How Do We Avoid Surprise Partners in Our Family Business?

William “Bill” C. Davell, Esq.

The Good News provides a monthly column with important content having to do with topical subjects from the legal community. We hope our readers enjoy the perspective offered. This month’s legal opinion is provided by Douglas H. Reynolds, Esq., and Henny Lawrence Shomar, Esq., directors with Tripp Scott, PA.

Ask Bill: In starting a family business, you hear and read about unexpected changes in family structure that leave outsiders or even family members not originally in the company with unintended control. How do families avoid or manage such “surprise partnerships?”

 

Douglas H. Reynolds, Esq
Henny Lawrence Shomar, Esq.

Reynolds & Shomar: It’s right to be concerned. Family businesses are big business in America – they account for almost 60% of gross domestic product and 63% of workers. Sometimes really big: Walmart, Ford and Amazon are examples of global corporations still controlled by family members.

Moreover, Amazon is an example of a company whose ownership has been affected by a change in family structure – the divorce of its founding couple, Jeff Bezos and the recently remarried MacKenzie Scott. 

That transition was settled amicably, as Ms. Scott walked away with $35 billion(!) in company shares while Mr. Bezos maintained control. But other high-profile situations, such as Frank and Jamie McCourt’s major-league divorce battle over ownership of the Los Angeles Dodgers, and Donald Sterling’s disputed capacity to administer a family trust owning the Los Angeles Clippers, show that isn’t always the case. 

According to the STEP Project for Family Enterprising and consulting firm KPMG, successfully “governing” a family business requires “transparency, purpose, intent, and flexible mechanisms to reduce ambiguity and conflict.” 

Those factors begin with considering at the very outset, in structuring partnership, shareholder and operating agreements, the potential effects on the business of divorce, dementia, or death – and a surviving spouse’s, ex-spouse’s or heirs’ possible involvement.

 

Ask Bill: What kind of changes have to be taken into account?

 

Reynolds & Shomar: In addition to Bezos-type couples who become partners in a successful enterprise and later divorce, it can include an owner who gets married. In either case, ex- or new spouses can gain a business interest. Or a business partner can die or become mentally incapacitated, with his spouse, heirs, or guardian assume his ownership and control in the business.

 

Ask Bill: But we’re Christians. I have no intention of getting a divorce.

 

Reynolds & Shomar: No one gets married expecting to divorce. But according to Pew, 28% of divorced Americans claim to be evangelicals, so it’s still something that must be planned for in forming a business.

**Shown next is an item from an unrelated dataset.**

PR #1601, opened 2026-09-08
Refresh verified C declarations during incomplete parsing

troyjr4103:
A local-variable rename in hiredis `sds.c` previously left every entity on the old source digest because unrelated C constructs still produced parse errors. Refresh an existing function only when old and new full-file CAS parses prove a complete, unambiguous declaration with stable declaration and preprocessing context. The retained fixture has 25 errors both before and after the rename; none are suppressed.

And since differences over managing a family company could conceivably strain a marriage (“money fights,” including a lack of communication about finances, are the second-leading cause of divorce, per Dave Ramsey’s organization) creating mechanisms that ensure transparency and shared purpose and intent might actually relax tensions.

 

Ask Bill: So how should we prepare for unexpected family changes?

 

Reynolds & Shomar: Either as the business is formed, or even after it is operational, the following instruments can help ensure smoother ownership transitions should unforeseen events occur.

 

Pre- and post-nuptial agreements can avoid disputes or unintended involvement by establishing how much — if any — of a business interest or operating role a spouse will receive in the event of a divorce. Pre/post-nups can protect a couple that owns a business together, or one spouse who owns a business in which the other had no involvement yet later claims an interest or an operating role upon divorce. It could also protect a third party with ownership equal to a party getting married or divorced from finding him/herself with a new partner.

 

Organizing documents. Articles of incorporation, bylaws, operating agreements (founder’s agreements), and even employment contracts involving the owners can be structured or amended to delineate or instruct who can own or buy shares and whether the owners may purchase ownership interests from either the ex-spouse, owner in question, or any other impermissible transferee. 

 

Buy-sell agreements can ensure against the transfer of shares without the approval of the other owners and also can require that a divorcing spouse automatically convert his or her stock upon transfer to stock with a non-voting interest. 

 

Non-compete agreements inserted into the operating agreement could prevent widows/widowers or ex-spouses receiving stock transferred by death or a divorce proceeding from competing with the business.

 

Decision-making authority in death and mental incapacity. If a partner dies or his or her mental capacity is challenged, governing documents can proactively codify decision-making authority to prevent it from reverting to a spouse, beneficiary, guardian, or a court-appointed party – thereby reducing reduce risk and shareholder expense.

 

Family businesses may be big business, but it’s bad business to leave their future direction and control to chance – especially if you may be interested in attracting future partners or investors who won’t be attracted to uncertainty. So discuss these matters with an attorney experienced in corporate structure to ensure that future family disputes remain about what’s for dinner – not who’s in charge.